[Stored items]

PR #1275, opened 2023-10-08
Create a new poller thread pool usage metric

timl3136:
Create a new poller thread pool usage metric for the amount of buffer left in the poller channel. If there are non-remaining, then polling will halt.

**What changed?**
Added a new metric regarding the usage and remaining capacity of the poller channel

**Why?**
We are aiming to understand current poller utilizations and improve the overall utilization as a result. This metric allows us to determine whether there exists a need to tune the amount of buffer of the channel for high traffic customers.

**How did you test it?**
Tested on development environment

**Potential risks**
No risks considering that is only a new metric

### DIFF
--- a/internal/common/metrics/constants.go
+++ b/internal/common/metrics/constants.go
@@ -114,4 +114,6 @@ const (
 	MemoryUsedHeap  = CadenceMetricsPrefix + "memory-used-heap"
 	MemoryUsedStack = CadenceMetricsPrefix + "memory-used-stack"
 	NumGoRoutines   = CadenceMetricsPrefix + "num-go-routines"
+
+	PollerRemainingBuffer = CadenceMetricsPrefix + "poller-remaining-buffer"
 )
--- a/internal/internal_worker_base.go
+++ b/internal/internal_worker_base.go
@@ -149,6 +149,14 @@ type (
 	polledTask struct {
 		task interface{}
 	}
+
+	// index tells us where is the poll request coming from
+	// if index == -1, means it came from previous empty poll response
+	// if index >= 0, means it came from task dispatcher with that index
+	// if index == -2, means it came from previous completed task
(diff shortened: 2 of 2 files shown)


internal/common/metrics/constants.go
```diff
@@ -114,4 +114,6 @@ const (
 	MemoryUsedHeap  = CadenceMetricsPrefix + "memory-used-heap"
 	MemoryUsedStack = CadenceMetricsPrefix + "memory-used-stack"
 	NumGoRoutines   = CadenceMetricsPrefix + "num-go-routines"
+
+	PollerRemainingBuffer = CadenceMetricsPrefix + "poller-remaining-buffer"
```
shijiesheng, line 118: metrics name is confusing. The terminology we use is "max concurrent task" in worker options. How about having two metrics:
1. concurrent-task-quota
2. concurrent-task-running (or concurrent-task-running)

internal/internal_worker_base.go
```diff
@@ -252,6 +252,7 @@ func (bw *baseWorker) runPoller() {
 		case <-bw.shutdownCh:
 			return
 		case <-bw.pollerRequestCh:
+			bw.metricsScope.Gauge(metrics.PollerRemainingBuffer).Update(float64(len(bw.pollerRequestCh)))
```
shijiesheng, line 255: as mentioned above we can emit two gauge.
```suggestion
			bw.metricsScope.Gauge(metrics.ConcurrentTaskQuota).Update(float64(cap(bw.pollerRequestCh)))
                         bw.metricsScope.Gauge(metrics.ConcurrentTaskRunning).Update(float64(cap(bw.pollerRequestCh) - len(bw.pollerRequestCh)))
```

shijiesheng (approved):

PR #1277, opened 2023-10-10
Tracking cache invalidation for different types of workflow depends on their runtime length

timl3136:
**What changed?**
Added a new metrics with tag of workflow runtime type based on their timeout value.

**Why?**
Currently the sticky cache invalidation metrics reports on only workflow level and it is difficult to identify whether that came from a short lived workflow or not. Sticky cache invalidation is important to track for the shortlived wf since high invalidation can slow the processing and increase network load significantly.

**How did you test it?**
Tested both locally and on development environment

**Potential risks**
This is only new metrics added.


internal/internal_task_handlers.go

*WHAT THE EXERCISE ASKS*: Lines containing the word "previous": copy every one of them from the records above.

*RESULT OF THIS EXERCISE*:
+	// if index == -1, means it came from previous empty poll response
+	// if index == -2, means it came from previous completed task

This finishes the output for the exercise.